[Records from a data collection]
Issue #26583, opened 2020-04-09
[Forwardport] - Upgrade from Rancher 2.3.x -> 2.4.0 caused all Kubelets to constantly be restarted


sangeethah:
Forward port for - https://github.com/rancher/rancher/issues/26399

StrongMonkey:
It is already ported into master. Available to test in master head.

sangeethah:
https://github.com/rancher/rancher/commit/a6907ab73a595a05e5e80f84a4fe3efec440d5df https://github.com/rancher/rancher/commit/bfa3e1c8a45931cc138198be6323c2cff8867e22

jiaqiluo:
The bug fix is validated in Rancher:master-head 8bd924599 HA upgraded from Rancher:v2.3.6

Steps:
- run rancher:v2.3.6 in HA mode
- add two clusters (DO and ec2), each has 1 etcd, 1 control plan, and 2 workers
- upgrade rancher to master-head 8bd92459
- ssh to each node

Results:
- the container `kubelet` does not restart in any of those nodes
```
~$ docker ps | grep kubelet
b475af6168cc        rancher/hyperkube:v1.17.4-rancher1                "/opt/rke-tools/entr…"   30 minutes ago      Up 29 minutes                           kubelet
```
```
~$ docker inspect kubelet | grep RestartCount
        "RestartCount": 0,
```

jiaqiluo:
from https://github.com/rancher/rancher/issues/26399#issuecomment-616728493

Rancher version: `master-head (04/20/2020)` commit id: 8bd924599

- HA Install with self-signed certs.
- Upgrade from `v2.3.5`
- **All nodes checked and the kubelet wasn't restarting as reported in this issue.**

3 clusters tested

DO
- 1 etcd
- 1 controlplane
- 2 workers

Linode
- 1 etcd
- 1 controlplane
- 2 workers

Custom from EC2
- 1 etcd
- 1 controlplane
- 1 workers

PR #26618, opened 2020-04-13
Only restart kubelet once, do not check managed agent

StrongMonkey:


StrongMonkey:
Fix https://github.com/rancher/rancher/issues/23254. Talked with @ibuildthecloud and we kind of agree that restart just once at the beginning would be the best solution. This will cause kubelet to be restarted if `docker run` register command is run from the host.

jiaqiluo:
fix https://github.com/rancher/rancher/issues/26583

deniseschannon:
https://github.com/rancher/rancher/issues/26399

* [REQUIREMENT]
Please retype the top of the data exactly, down to and including the line that holds "- 1 workers", and nothing further.

* [EXPECTED ANSWER]
Issue #26583, opened 2020-04-09
[Forwardport] - Upgrade from Rancher 2.3.x -> 2.4.0 caused all Kubelets to constantly be restarted


sangeethah:
Forward port for - https://github.com/rancher/rancher/issues/26399

StrongMonkey:
It is already ported into master. Available to test in master head.

sangeethah:
https://github.com/rancher/rancher/commit/a6907ab73a595a05e5e80f84a4fe3efec440d5df https://github.com/rancher/rancher/commit/bfa3e1c8a45931cc138198be6323c2cff8867e22

jiaqiluo:
The bug fix is validated in Rancher:master-head 8bd924599 HA upgraded from Rancher:v2.3.6

Steps:
- run rancher:v2.3.6 in HA mode
- add two clusters (DO and ec2), each has 1 etcd, 1 control plan, and 2 workers
- upgrade rancher to master-head 8bd92459
- ssh to each node

Results:
- the container `kubelet` does not restart in any of those nodes
```
~$ docker ps | grep kubelet
b475af6168cc        rancher/hyperkube:v1.17.4-rancher1                "/opt/rke-tools/entr…"   30 minutes ago      Up 29 minutes                           kubelet
```
```
~$ docker inspect kubelet | grep RestartCount
        "RestartCount": 0,
```

jiaqiluo:
from https://github.com/rancher/rancher/issues/26399#issuecomment-616728493

Rancher version: `master-head (04/20/2020)` commit id: 8bd924599

- HA Install with self-signed certs.
- Upgrade from `v2.3.5`
- **All nodes checked and the kubelet wasn't restarting as reported in this issue.**

3 clusters tested

DO
- 1 etcd
- 1 controlplane
- 2 workers

Linode
- 1 etcd
- 1 controlplane
- 2 workers

Custom from EC2
- 1 etcd
- 1 controlplane
- 1 workers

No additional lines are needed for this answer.